How NCInnovation Is Supporting Lifesaving Alzheimer’s Research
In a corner of the University of North Carolina at Pembroke campus, Dr. Ben Bahr leans over a microscope, studying neurons that hold the potential to rewrite the story of Alzheimer’s disease. Around him, undergraduate researchers move carefully through their lab routines, pipetting samples and recording data — part of a team chasing a simple but world-changing goal: help the brain regain the ability to clear disease-causing material..
Dr. Bahr, the William C. Friday Distinguished Professor of Molecular Biology and Biochemistry, has spent his career decoding how the brain clears out waste — and what happens when that system falters. “We’re conducting preclinical drug development to treat Alzheimer’s disease and other dementias, which together contribute to a global health crisis,” he said. “A drug to slow the disease progression and restore cognitive health could help millions maintain their memory, independence, and daily life.”

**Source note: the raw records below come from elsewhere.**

PR #4820, opened 2024-01-29
BEX005 Bexley WW: Service filters & date munging

nephila-nacrea:
Done as part of https://github.com/mysociety/societyworks/issues/4093.

- Filter out services based on SiteServiceValidFrom/-To
- Prettily display next collection dates

[skip changelog]

### DIFF
--- a/perllib/FixMyStreet/Cobrand/Bexley.pm
+++ b/perllib/FixMyStreet/Cobrand/Bexley.pm
@@ -365,5 +365,4 @@ sub dashboard_export_problems_add_columns {
     });
 }
 
-
 1;
--- a/perllib/FixMyStreet/Cobrand/Bexley/Waste.pm
+++ b/perllib/FixMyStreet/Cobrand/Bexley/Waste.pm
@@ -3,6 +3,9 @@ package FixMyStreet::Cobrand::Bexley::Waste;
 use Moo::Role;
 
 use Integrations::Whitespace;
+use DateTime;
+use DateTime::Format::W3CDTF;
+use FixMyStreet;
 use FixMyStreet::Template;
 use Sort::Key::Natural qw(natkeysort_inplace);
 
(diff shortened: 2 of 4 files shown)


perllib/FixMyStreet/Cobrand/Bexley.pm
```diff
@@ -365,5 +365,8 @@ sub dashboard_export_problems_add_columns {
     });
 }
 
+# Waste
+
+sub bin_day_format { '%A, %-d~~~ %B %Y' }
```
chrismytton, line 370: I think it might make sense to put this in `perllib/FixMyStreet/Cobrand/Bexley/Waste.pm`, with the other WasteWorks related code, what do you think?

perllib/FixMyStreet/Cobrand/Bexley/Waste.pm
```diff
@@ -55,23 +58,71 @@ sub bin_services_for_address {
...
-                date => $_->{NextCollectionDate},
-                ordinal => 'th', # TODO!
-                changed => 0,
-            },
+    my @site_services_filtered;
+
+    my $now_dt = DateTime->now->set_time_zone( FixMyStreet->local_time_zone );
+    for my $service (@$site_services) {
+        # TODO Do we need to filter out services where NextCollectionDate is
+        # in the past?
```
chrismytton, line 66: From what I've seen these dates are either in the future or blank, so don't think we need to worry about dates in the past at this point.

perllib/FixMyStreet/Cobrand/Bexley/Waste.pm
```diff
@@ -51,23 +58,71 @@ sub bin_services_for_address {
...
+    my $services = [
+        map {
+            my $next_dt = eval {
+                DateTime::Format::W3CDTF->parse_datetime(
+                    $_->{NextCollectionDate} );
+            };
+            if ($@) {
+                warn $@;
+                next;
+            }
```
chrismytton, line 104: This `next` won't work as expected inside the map call.

You can see the problem by adding an extra service in the tests (inside `_site_collections`). If you create a service 7 by copying service 6 and give it an invalid `NextCollectionDate` then you should get an error about "Exiting subroutine via next".

Think the fix is to ignore services with an invalid `NextCollectionDate` before this map call.

chrismytton (changes requested):
Looking good so far! Couple of minor comments below.

Other thing I noticed is the list of services is showing a blank "Frequency" field, see below.

Bexley aren't expecting this field, so think you can just wrap that bit of the `bin_days.html` template with an `[% IF unit.schedule %]` so it doesn't show if there's no schedule defined for a service.

image

chrismytton:
Oh an Moray has merged https://github.com/mysociety/fixmystreet/pull/4816 now, so you'll need to rebase this onto the `bexley-wasteworks-whitespace-integration` branch and then change the pull request to target that branch.

perllib/FixMyStreet/Cobrand/Bexley.pm
nephila-nacrea: Yep! Think I got muddled because Peterborough have everything in one file.

chrismytton (approved):
Looks good! ✨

More than seven million Americans are living with Alzheimer’s — 50 million worldwide. For families in rural regions like those surrounding Pembroke, care access and early detection often lag behind major health systems. Bahr’s work, made possible through NCInnovation’s grant funding, aims to change that equation by developing a low-cost, easily administered oral therapy that targets the disease at its root cause.
Unlike existing FDA-approved antibody therapies that require expensive infusions and often carry serious side effects, Bahr’s approach enhances the brain’s own “cleaning crew” — the lysosomal pathway. This cellular machinery works like a recycling system, breaking down and removing misfolded, old, and/or toxic proteins that accumulate and disrupt memory and cognition. “By enhancing this pathway, we can increase the removal of multiple types of pathogenic material — not just one,” Bahr explained. “And our compound avoids the immune-related brain swelling that’s been a major issue with current therapies.”
Bahr’s lab has identified several series of small-molecule compounds, with patents, pending patents, and related supportive data that indicate a safe strategy to boost the clearance of multiple pathogenic proteins. The lead candidate drug has already passed initial safety tests and shows strong potential to slow — or even reverse — the damage to neuronal connections found in Alzheimer’s.
Central to the treatment strategy is a family of enzymes known as cathepsins, especially cathepsin B (also known as CatB). “CatB has a remarkable ability to degrade the toxic proteins including those that that form the hallmark aggregates found in Alzheimer’s disease” said Bahr. “Enhancing its activity reduces those aggregates and helps neurons recover their function.” His lab has shown that increasing CatB activity not only breaks down harmful proteins like Aβ42 but also restores resilience of neuronal connections and related learning ability. This fine-tuned biological approach could redefine how neurodegenerative diseases are is treated in the future.
While current approved drugs target a single pathogenic protein to treat Alzheimer’s disease, Bahr’s team is designing for the next frontier: enhancing clearance of multiple pathogenic proteins in the Alzheimer’s brain, to not only halt disease progression but also to prevent disease onset in those at risk of the disease. Human studies now make it possible to detect “proteinopathy” — the buildup of misfolded proteins — years and even decades before cognitive decline begins.
“Our goal is to intervene early, perhaps even in people in their 50s and 60s who show these early changes,” he said. Just as cholesterol-lowering medication helps prevent heart disease, this approach aims to treat protein buildup before memory loss begins.
This future — where a routine physical might include a simple brain-health test followed by an affordable oral medication — would not only change how the disease is managed but also who has access to treatment. Bahr notes that low-cost manufacturing routes mean his team’s compounds can be produced inexpensively and distributed widely, an advantage that could be especially meaningful for rural and underserved populations who too often go untreated.
For years, Bahr’s groundbreaking research had been constrained by the limits of small-scale academic funding. “Such momentum didn’t happen until NCInnovation awarded the influential grant funding,” he said. The investment provided access to core facilities and collaborative networks across the UNC System — from Chapel Hill to UNC Wilmington and the Duke-UNC Alzheimer’s Disease Research Center — accelerating a pipeline of promising molecules toward clinical readiness.
Bahr credits NCInnovation with helping connect resources across institutions and enabling faster progress. The collaboration has already allowed his team to test compounds in human neurons and begin developing a regulatory roadmap — key steps toward eventual FDA approval.
Perhaps most inspiring is the way Bahr brings students into the work. His undergraduate researchers at UNCP gain experience typically reserved for graduate programs, contributing directly to experiments, data analysis, and even new molecular designs
Bahr envisions a future where Alzheimer’s and related dementias can be slowed, perhaps even prevented. The compounds his team has designed — rooted in decades of molecular insight and fueled by NCInnovation’s investment — may one day give millions of families more time, more memory, and more life.